RAW DATA section start
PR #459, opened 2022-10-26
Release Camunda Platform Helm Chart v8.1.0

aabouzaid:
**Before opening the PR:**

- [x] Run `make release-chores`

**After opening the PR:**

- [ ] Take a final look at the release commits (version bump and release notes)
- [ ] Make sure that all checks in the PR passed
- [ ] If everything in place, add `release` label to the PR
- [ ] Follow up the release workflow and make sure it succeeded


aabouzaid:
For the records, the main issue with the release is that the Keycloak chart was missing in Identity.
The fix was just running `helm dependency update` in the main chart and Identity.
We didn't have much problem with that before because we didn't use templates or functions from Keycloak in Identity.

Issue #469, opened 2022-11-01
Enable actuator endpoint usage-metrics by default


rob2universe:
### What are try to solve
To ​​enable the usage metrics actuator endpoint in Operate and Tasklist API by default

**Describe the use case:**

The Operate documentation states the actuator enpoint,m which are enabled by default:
RAW DATA section end
RAW DATA section start
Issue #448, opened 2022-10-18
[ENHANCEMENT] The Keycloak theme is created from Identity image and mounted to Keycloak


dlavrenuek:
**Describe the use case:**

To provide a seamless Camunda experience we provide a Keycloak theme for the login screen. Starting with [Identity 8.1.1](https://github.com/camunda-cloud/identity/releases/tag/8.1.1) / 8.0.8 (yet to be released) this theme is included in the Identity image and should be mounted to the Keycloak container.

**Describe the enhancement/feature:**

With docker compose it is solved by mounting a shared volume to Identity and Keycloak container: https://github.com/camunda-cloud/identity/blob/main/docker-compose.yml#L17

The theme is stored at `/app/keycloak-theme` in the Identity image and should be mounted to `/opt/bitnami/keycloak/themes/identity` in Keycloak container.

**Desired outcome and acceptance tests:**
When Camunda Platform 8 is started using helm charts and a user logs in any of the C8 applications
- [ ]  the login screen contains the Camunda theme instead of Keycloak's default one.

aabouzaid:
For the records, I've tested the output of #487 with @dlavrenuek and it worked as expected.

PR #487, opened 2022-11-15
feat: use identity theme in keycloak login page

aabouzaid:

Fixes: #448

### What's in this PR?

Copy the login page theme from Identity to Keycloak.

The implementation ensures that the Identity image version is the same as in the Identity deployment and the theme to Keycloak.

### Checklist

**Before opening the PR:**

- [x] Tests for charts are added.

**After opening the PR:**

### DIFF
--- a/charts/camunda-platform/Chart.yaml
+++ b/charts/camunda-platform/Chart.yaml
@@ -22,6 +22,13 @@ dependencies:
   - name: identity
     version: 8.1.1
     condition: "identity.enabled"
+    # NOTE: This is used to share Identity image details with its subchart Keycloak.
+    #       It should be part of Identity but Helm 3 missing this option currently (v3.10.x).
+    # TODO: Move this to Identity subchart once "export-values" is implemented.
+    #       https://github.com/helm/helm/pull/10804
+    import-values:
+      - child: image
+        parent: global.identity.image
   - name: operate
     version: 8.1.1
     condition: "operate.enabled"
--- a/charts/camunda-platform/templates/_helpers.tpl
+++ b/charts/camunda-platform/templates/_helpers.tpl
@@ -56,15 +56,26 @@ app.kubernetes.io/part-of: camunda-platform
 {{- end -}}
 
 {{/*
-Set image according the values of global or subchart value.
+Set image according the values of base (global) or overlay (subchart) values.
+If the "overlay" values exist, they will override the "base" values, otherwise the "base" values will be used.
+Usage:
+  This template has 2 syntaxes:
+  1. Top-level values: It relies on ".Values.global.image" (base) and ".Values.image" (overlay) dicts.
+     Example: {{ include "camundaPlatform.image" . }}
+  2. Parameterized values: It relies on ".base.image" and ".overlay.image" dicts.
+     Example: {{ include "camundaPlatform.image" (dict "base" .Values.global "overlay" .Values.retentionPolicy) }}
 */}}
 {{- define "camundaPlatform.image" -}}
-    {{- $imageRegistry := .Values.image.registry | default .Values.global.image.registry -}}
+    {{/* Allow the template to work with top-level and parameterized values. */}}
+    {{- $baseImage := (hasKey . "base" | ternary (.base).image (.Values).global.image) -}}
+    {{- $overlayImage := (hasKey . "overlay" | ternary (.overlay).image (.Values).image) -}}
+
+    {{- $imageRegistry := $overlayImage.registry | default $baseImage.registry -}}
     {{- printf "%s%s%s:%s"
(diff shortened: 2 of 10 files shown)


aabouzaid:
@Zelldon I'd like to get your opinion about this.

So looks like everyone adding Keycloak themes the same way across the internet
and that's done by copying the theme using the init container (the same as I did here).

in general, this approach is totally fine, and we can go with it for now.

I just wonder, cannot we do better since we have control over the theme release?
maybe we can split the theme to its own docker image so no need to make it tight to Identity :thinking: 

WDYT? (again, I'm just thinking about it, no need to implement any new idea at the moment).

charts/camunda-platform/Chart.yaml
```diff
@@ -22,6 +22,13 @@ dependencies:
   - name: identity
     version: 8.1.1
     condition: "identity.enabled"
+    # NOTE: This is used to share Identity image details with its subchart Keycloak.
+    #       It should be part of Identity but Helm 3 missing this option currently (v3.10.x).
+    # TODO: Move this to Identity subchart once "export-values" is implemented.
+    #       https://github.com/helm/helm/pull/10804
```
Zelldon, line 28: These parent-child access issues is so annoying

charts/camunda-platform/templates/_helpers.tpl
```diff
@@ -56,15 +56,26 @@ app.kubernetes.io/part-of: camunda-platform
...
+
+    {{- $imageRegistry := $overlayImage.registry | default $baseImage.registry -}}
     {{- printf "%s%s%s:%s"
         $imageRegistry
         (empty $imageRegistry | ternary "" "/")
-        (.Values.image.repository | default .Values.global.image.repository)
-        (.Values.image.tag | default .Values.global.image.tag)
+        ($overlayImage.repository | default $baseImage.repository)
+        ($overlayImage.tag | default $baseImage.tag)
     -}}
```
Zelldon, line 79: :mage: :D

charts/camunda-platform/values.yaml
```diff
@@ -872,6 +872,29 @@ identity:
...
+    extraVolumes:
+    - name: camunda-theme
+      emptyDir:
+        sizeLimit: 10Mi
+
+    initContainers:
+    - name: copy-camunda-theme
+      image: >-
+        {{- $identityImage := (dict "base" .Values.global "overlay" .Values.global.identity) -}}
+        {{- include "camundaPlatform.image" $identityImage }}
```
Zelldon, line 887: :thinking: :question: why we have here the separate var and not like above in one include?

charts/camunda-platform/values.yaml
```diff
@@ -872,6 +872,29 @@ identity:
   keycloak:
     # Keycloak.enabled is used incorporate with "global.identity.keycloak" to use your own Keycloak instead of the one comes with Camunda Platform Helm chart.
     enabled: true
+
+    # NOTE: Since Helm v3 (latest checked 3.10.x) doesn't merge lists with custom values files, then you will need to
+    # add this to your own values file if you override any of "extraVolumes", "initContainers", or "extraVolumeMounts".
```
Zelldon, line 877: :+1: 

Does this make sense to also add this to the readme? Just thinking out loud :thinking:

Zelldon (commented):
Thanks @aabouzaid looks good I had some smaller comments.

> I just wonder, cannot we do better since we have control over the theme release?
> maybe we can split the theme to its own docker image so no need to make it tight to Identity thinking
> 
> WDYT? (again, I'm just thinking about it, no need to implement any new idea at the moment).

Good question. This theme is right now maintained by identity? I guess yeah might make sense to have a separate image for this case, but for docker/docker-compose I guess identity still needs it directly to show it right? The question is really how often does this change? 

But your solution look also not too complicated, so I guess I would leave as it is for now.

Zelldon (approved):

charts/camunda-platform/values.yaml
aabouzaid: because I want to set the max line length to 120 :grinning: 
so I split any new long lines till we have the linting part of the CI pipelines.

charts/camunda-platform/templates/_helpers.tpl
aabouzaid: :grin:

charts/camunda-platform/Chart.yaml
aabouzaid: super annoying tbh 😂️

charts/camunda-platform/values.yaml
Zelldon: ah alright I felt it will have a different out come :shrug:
RAW DATA section end
● **TASK STATEMENT**:
Copy whichever lines of the records above contain the word "github".

● **RESPONSE TO THE EXERCISE**:
To provide a seamless Camunda experience we provide a Keycloak theme for the login screen. Starting with [Identity 8.1.1](https://github.com/camunda-cloud/identity/releases/tag/8.1.1) / 8.0.8 (yet to be released) this theme is included in the Identity image and should be mounted to the Keycloak container.
With docker compose it is solved by mounting a shared volume to Identity and Keycloak container: https://github.com/camunda-cloud/identity/blob/main/docker-compose.yml#L17
+    #       https://github.com/helm/helm/pull/10804
+    #       https://github.com/helm/helm/pull/10804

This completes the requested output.